Six essays on christology and the Bible make up part 1. In his piece Olivier-Thomas Venard masterfully traces the relationship between Christ and the Old Testament scriptures as well as the significance of scripture for the first-century world, as the earliest Christians reflected upon the historical, prophetical, and cosmic place of the pre-existent Christ in Israel’s history. Venard’s insights are profound, and he concludes that a truly biblical christology is one which sees the relationship between God and humanity as mediated not simply by Christ as incarnate but by Christ as one who is himself God’s linguistic, even textual self-communication.
Patristic christology comes into view in part 2’s four chapters. Brian E. Daley summarizes the distinctions (and divisions) between the Alexandrians and Antiochenes, whose divergent modes of exegesis and christological emphases were responsible for most of the theological battles waged in the late fourth and early fifth centuries. Daley subverts the worn typology of “Word-man” and “Word-flesh” christologies, suggesting instead that these two ancient schools of thought are better distinguished by their respective concerns over God’s radical immanence (Alexandria) and God’s unimpeachable transcendence (Antioch) in the Christ event.
In the third section of the book, six essays examine medieval christology from Nicaea II to the scholastic era. Joseph Wawrykow summarizes the christology of Thomas Aquinas sharply and succinctly, with focus on the tertia pars of the Summa theologiae (ST III, qq.1-59) and the humanity of Christ in particular. Drawing upon the conciliar tradition (and especially Cyril and John of Damascus), Thomas’s doctrine of Christ is shown to be incarnational and instrumentalist. Perhaps the crucial point is that, for him, Christ is fully human but not merely human; he is like us, but because he is also God there are vital ways in which the incarnate Word is not like us (for example, in his possession of the beatific vision from the moment of conception).

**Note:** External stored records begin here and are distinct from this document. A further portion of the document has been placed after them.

PR #227, opened 2026-05-09
feat(tracker): allow tracker_update to change the primary type of an item

### LINKED ISSUE #79: Feature request: Tracker primary type should be changeable after creation
The primary type of a tracker item (`task`, `idea`, `plan`, `bug`) is set at creation time via `tracker_create` and is immutable thereafter.

## What's broken

- `tracker_update` accepts `typeTags`, but those are added as **secondary tags** — they don't replace the primary type.
- There's no UI mechanism to change the primary type either.
- The only workaround is to **create a new item with the correct type and archive the old one**, which loses comments, attachments, and session links.

## Use case

Tracker items often start as one type and evolve. An `idea` becomes a concrete `task`. A `task` turns out to be a `bug`. A loose `task` grows into a `plan`. Today, that natural evolution is blocked unless you're willing to abandon the existing item's history.

## Request

Either:
1. Allow `tracker_update` to replace the primary type (e.g. `primaryType: "task"`), or
2. Add a dedicated `tracker_change_type(trackerId, newType)` tool, **and**
3. Surface the same in the UI — a type selector on the tracker item that allows changing.

## Environment
Nimbalyst v0.57.33, macOS.

ademczuk:
## Summary

Fixes #79. Tracker items often start as one type (idea) and evolve into another (task / bug / plan). `tracker_update` previously only accepted `typeTags` as a secondary-tag list. The primary `type` column was set at creation and immutable. The only workaround was archive-and-recreate, which loses comments, attachments, and session links.

## Fix

Adds a `primaryType` string parameter to the `tracker_update` MCP tool:

```ts
mcp__nimbalyst-tracker__tracker_update({
  id: "...",
  primaryType: "bug"
})
```

The handler:

1. **Validates** the new type against `globalRegistry.has(newType)`. Same registry that `tracker_create` validates against. Unknown types return a clear error.
2. **Persists** `tracker_items.type` via its own UPDATE before the existing data write, so the in-memory `row.type` and subsequent code (typeTags rebuild, activity log, sync) see the new value.
3. **Re-validates** `data` against the new type's schema. If the new type has a required field the old item lacks, the error surfaces as a normal validation error rather than silently writing a half-typed item.
4. **Logs activity** with action `type_changed` so the change appears in the item's history.
5. **Rebuilds `type_tags`**: the new primary type goes at the front, the old primary type is removed (it was leaking as a secondary tag with the previous code path), other secondary tags are preserved in order.
6. **Respects explicit typeTags**: if the user passes both `primaryType` and `typeTags`, the explicit `typeTags` array wins, consistent with the existing "replace the array" semantic.

## What stays the same

- `tracker_create`, validation rules, sync flow, activity-log shape - unchanged
- Item ID, comments, attachments, session links - all preserved (only the `type` column changes)
- `typeTags` semantics when `primaryType` is not provided - unchanged
- All 21 existing `trackerToolHandlers.test.ts` tests pass

## What is intentionally NOT in this PR

The reporter asks for the same UI surface ("a type selector on the item that allows changing"). That requires UI design - where the selector lives in the tracker detail panel, whether it confirms before changing, etc. - and is a separate ticket. This PR closes the MCP-side half so an agent (or a power user with MCP access) can flip the type today without losing history. Happy to follow up on the UI surface in a separate PR once @ghinkle picks the placement.

## Test plan

- [x] `npx vitest run packages/electron/src/main/mcp/tools/__tests__/trackerToolHandlers.test.ts` - 21/21 pass
- [ ] Manual via MCP: `tracker_update({ id: X, primaryType: "bug" })` on an existing `task`. The item now shows in `bug` view, history is intact, activity log records the change.
- [ ] Manual: pass an unknown type, get a clean error rather than a 500.
- [ ] Manual: pass a new type whose required fields the existing data lacks, get a normal validation error.
- [ ] Manual: pass both `primaryType: "bug"` and `typeTags: ["regression"]`, the resulting `type_tags` is `["bug", "regression"]` (explicit `typeTags` wins, primary type at the front).

## Note about CI

The Unit Tests workflow currently fails on main (since `5c0cf068` for #207, `WorkspaceEventBus-nested-gitignore.test.ts` has 3 isolation failures and one assertion mismatch). My PR will inherit that failure. The TypeScript Check passes cleanly. Verified locally that this PR does not introduce any additional test failures - the 21 tracker tests still pass.

## Closes

Fixes #79.

### DIFF
--- a/CHANGELOG.md
+++ b/CHANGELOG.md
@@ -9,7 +9,7 @@ and this project adheres to [Semantic Versioning](https://semver.org/spec/v2.0.0
 ## [Unreleased]
 
 ### Added
-<!-- New features go here -->
+- Allow `mcp__nimbalyst-tracker__tracker_update` to change the primary type of a tracker item. `tracker_update` previously only accepted `typeTags` as a secondary-tag list - the primary `type` (the thing that determines whether an item shows in the `task` / `idea` / `plan` / `bug` view) was set at creation time and immutable, so the only workaround for a `task` that turned out to be a `bug` was to archive it and recreate, losing comments, attachments, and session links. Adds a `primaryType` parameter that (a) validates against the tracker registry via `globalRegistry.has(newType)`, (b) updates `tracker_items.type` in a separate UPDATE before the existing data write, (c) re-validates the item's data against the new type's schema, (d) appends a `type_changed` activity-log entry, (e) rebuilds `type_tags` so the new primary type is at the front and the old primary type is removed (preserving any other secondary tags). When the user passes both `primaryType` and `typeTags` the explicit `typeTags` array wins. Fixes #79.
 
 ### Changed
 <!-- Changes to existing functionality go here -->
--- a/packages/electron/src/main/mcp/tools/trackerToolHandlers.ts
+++ b/packages/electron/src/main/mcp/tools/trackerToolHandlers.ts
@@ -669,6 +669,11 @@ export const trackerToolSchemas = [
           items: { type: "string" },
           description: "Set type tags (replaces existing type tags). Primary type is always included.",
         },
+        primaryType: {
+          type: "string",
+          description:
+            "Replace the item's primary type (e.g. change a 'task' into a 'bug', or an 'idea' into a 'plan'). Must be a registered tracker type. Item history (comments, attachments, session links) is preserved. The primary type is also auto-merged into type_tags so it remains the canonical primary tag.",
+        },
         fields: {
           type: "object",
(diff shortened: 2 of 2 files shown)


ademczuk:
Hey @ghinkle, MCP-side half of #79. Adds `primaryType` to `tracker_update`. UI-side (a type selector in the tracker detail panel) is a separate ticket - happy to follow up once you pick where the selector lives. All 21 existing `trackerToolHandlers.test.ts` tests still pass; CI Unit Tests will be red because of the inherited `WorkspaceEventBus-nested-gitignore.test.ts` failures from main, but TypeScript Check is green.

Part 4’s consideration of the Reformation and the Enlightenment includes five chapters. Kevin Hector adroitly steps through the place of Christ and reconciliation in the thought of Immanuel Kant, Friedrich Schleiermacher, and G. W. F. Hegel, demonstrating how the Kantian revolution radically upended the conversation about Christ’s person and work, at least among European Protestants. If the Reformation made ecclesially subversive philosophers such as Kant possible, then Schleiermacher and Hegel show two very different ways in which Christian thinkers attempted to reconstruct the possibility and necessity of Christian theology in Kant’s wake. Hector’s is an exceedingly lucid voice, and pieces such as this will go a long way in helping students come to terms with these important figures.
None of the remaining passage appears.